Questi i fatti. Nella tarda serata di giovedì scorso, 24 settembre, gli agenti della Polizia di Stato del commissariato di Anzio, diretto da Andrea Sarnari, sono intervenuti nella zona dell’ex Pretura per una segnalazione di rapina. Sul posto, unitamente al personale del 118, veniva riscontrata la presenza di una persona a terra con una ferita al volto.

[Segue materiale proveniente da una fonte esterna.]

Issue #286, opened 2015-11-12
Add new TCPTransport base class


1st1:
In [uvloop](https://github.com/1st1/uvloop) (more details [here](https://github.com/python/asyncio/issues/282#issuecomment-155957235)) I implement Transports on top of libuv streams. Here's documentation on [TCP](http://docs.libuv.org/en/v1.x/tcp.html#c.uv_tcp_nodelay) and [general streams](http://docs.libuv.org/en/v1.x/stream.html#api).

Streams are an opaque abstraction over sockets API. All buffering is implemented in the libuv core. There is actually no way to access the underlying socket, which causes some problems. Right now, if you want to set `TCP_NODELAY` or `SO_KEEPALIVE`, the only way is to call `Transport.get_extra_info('socket')` and set them manually.  That's what aiohttp is [doing](https://github.com/KeepSafe/aiohttp/blob/be9ab0e993785ad94bccfd9e4d927858c75bf725/aiohttp/server.py#L30), for instance.

I propose to add a new `Transport` base class - `TCPTransport`. It will have two specific to TCP methods: `set_nodelay(bool enabled)` and `set_keepalive(bool enabled)`.

Without these methods, it's virtually impossible for me to create a transport that provides this functionality on top of libuv.  This is very similar to how this is done in [Twisted](http://twistedmatrix.com/documents/8.1.0/api/twisted.internet.tcp.Connection.html) and in [Tornado](http://www.tornadoweb.org/en/stable/iostream.html#tornado.iostream.BaseIOStream.set_nodelay).

haypo:
"There is actually no way to access the underlying socket, which causes some problems. "

Hum, how do you plan to set TCP_NODELAY flag if you don't have access to the socket?

There are a *lot* of socket flags and options. I'm not sure that it's a good idea to add a method for each flag. It will be difficult to document the available of each method depending on the platform and the implementation of the event loop. We already have to take care in the documentation of subtle differences between SelectorEventLoop on UNIX and on Windows, and the special case of ProactorEventLoop.

asvetlov:
Thinking on the issue I would suggest another solution: don't export `'socket'` extra info by uvloop (it's impossible) but add uv-specific slot for controlling socket options in libuv way.

[...]

PR #373, opened 2016-07-05
Set TCP_NODELAY on TCP transports by default

1st1:
This PR enables `TCP_NODELAY` for all TCP transports.

### DIFF
--- a/asyncio/selector_events.py
+++ b/asyncio/selector_events.py
@@ -39,6 +39,17 @@ def _test_selector_event(selector, fd, event):
         return bool(key.events & event)
 
 
+if hasattr(socket, 'TCP_NODELAY'):
+    def _set_nodelay(sock):
+        if (sock.family in {socket.AF_INET, socket.AF_INET6} and
+                sock.type == socket.SOCK_STREAM and
+                sock.proto == socket.IPPROTO_TCP):
+            sock.setsockopt(socket.IPPROTO_TCP, socket.TCP_NODELAY, 1)
+else:
+    def _set_nodelay(sock):
+        pass
+
+
 class BaseSelectorEventLoop(base_events.BaseEventLoop):
     """Selector event loop.
 
@@ -639,6 +650,11 @@ class _SelectorSocketTransport(_SelectorTransport):
         super().__init__(loop, sock, protocol, extra, server)
         self._eof = False
         self._paused = False
+
+        # Disable the Nagle algorithm -- small writes will be
+        # sent without waiting for the TCP ACK.  This generally
+        # decreases the latency (in some cases significantly.)
+        _set_nodelay(self._sock)
 
         self._loop.call_soon(self._protocol.connection_made, self)
         # only start reading when connection_made() has been called


gvanrossum:
Shouldn't we at least have a way to turn it off? Or why do sockets not have this on by default?

jimfulton:
Assuming that travis eventually goes green, LGTM. Thanks!

1st1:
@gvanrossum Please see https://github.com/python/asyncio/issues/286, where I wanted to add another base Transport class - `TCPTransport`, with a `set_nodelay` method.  I still think it'd be a good idea ;)

> Or why do sockets not have this on by default?

NODELAY can be a bad thing in cases where you want to send as few packages as possible. Setting it causes writes to be sent asap, instead of waiting until the buffer is full or for a TCP ACK.

Without TCP_NODELAY socket operations can have a huge latency. It's particularly important to set for database drivers, HTTP servers and clients etc, where we want the latency to be as small as possible. For modern applications always setting TCP_NODELAY is a good default (and, for instance, that's what Golang does for all TCP connections).

Martiusweb:
If TCP_NODELAY is enabled, a call to write()/send() means that a TCP packet is emitted regardless of if the client ACK'ed the previous packet (as long as the congestion window isn't full), while when disabled, the packet is emited only when there is as much as the MTU to send (or after a well known delay, usually 200ms).

This is a full win when the user sends a whole message (as seen by the application protocol) in one call, and for "synchronized" protocols such as http when peers don't usually write on the socket "at the same time".

Regarding the PR, isn't TCP_NODELAY available on windows/with proactor?

1st1:
> If TCP_NODELAY is enabled, a call to write()/send() means that a TCP packet is emitted regardless of if the client ACK'ed the previous packet (as long as the congestion window isn't full), while when disabled, the packet is emited only when there is as much as the MTU to send (or after a well known delay, usually 200ms).

I'm curious what happens when you use [os.writev()](https://docs.python.org/3/library/os.html#os.writev) call – writing a bunch of buffers with one syscall.  Will a bunch of small buffers sent with `writev` be aggregated in one TCP packet?

> Regarding the PR, isn't TCP_NODELAY available on windows/with proactor?

Yes, good catch. I'll add it to the proactor too.

1st1:
>> If TCP_NODELAY is enabled, a call to write()/send() means that a TCP packet is emitted regardless of if the client ACK'ed the previous packet (as long as the congestion window isn't full), while when disabled, the packet is emited only when there is as much as the MTU to send (or after a well known delay, usually 200ms).

>I'm curious what happens when you use os.writev() call – writing a bunch of buffers with one syscall. Will a bunch of small buffers sent with writev be aggregated in one TCP packet?

I think I found the answer -- `writev` gathers the output and transfers the data in a single operation. This is important because we want to start using it when https://github.com/python/asyncio/pull/339 is merged.

Martiusweb:
Only one packet is sent, even with TCP_NODELAY (tested with Linux 4.6.3 and wireshark).

asyncio/selector_events.py
```diff
@@ -634,6 +645,11 @@ def __init__(self, loop, sock, protocol, waiter=None,
         self._eof = False
         self._paused = False
 
+        # Disable the Nagle algorithm -- small writes will be
+        # sent without waiting for the TCP ACK.  This generally
+        # decreases the latency (in some cases significantly.)
+        _set_nodelay(self._sock)
```
socketpair: This will work only for TCP sockets, and not for UNIX stream sockets...

1st1: Good catch. We need to add functional unittests for TCP/UNIX transports to catch these sort of errors...

socketpair: Also, accepted sockets should be set as NODELAY too. Please check that this is true.

asyncio/selector_events.py
```diff
@@ -39,6 +39,17 @@ def _test_selector_event(selector, fd, event):
         return bool(key.events & event)
 
 
+if hasattr(socket, 'TCP_NODELAY'):
+    def _set_nodelay(sock):
+        try:
+            sock.setsockopt(socket.IPPROTO_TCP, socket.TCP_NODELAY, 1)
+        except OSError:
+            pass
```
socketpair: 1. Hiding error is bad practice. Is any real case when it will fail?
2. Why not to embed that code into place where it is called ?

asyncio/selector_events.py
```diff
@@ -39,6 +39,17 @@ def _test_selector_event(selector, fd, event):
         return bool(key.events & event)
 
 
+if hasattr(socket, 'TCP_NODELAY'):
```
socketpair: Is there case when this option is not available ? If yes, please add comment to source code. If no, just remove that check.

asyncio/selector_events.py
1st1: IIRC some OSes have TCP_NODELAY defined, but not implemented in the kernel, in which case you'll get an OSError.

asyncio/selector_events.py
1st1: Yes, some old linux kernels don't implement this. And some other OSes might not too.

How would a comment add any kind of clarity here?

asyncio/selector_events.py
socketpair: Can you name that OSes ?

La vittima, un cittadino magrebino, ha raccontato di essere stato aggredito e rapinato da due persone che gli avevano asportato il telefono cellulare e la somma di 60 euro

Sulle tracce dei due rapinatori, i poliziotti, poco distante, sono riusciti a bloccarne uno che, nel frattempo, si era nascosto sotto un’autovettura all’interno di un garage sotterranei di piazza Dante Zemini. Identificato per T.B., 31enne del Mali, è stato riconosciuto dalla vittima e sottoposto a fermo di Polizia Giudiziaria  per rapina aggravata in concorso, in attesa di convalida. Si ricerca il suo complice.  

Dai successivi controlli, la vittima, identificata per M.M. magrebino di 54 anni, attualmente ricoverato per un trauma cranico e frattura delle ossa nasali,  è risultato destinatario di un provvedimento restrittivo per reati inerenti sostanze stupefacenti e, pertanto, sarà  controllato dagli agenti della Polizia di Stato in attesa di essere condotto in carcere.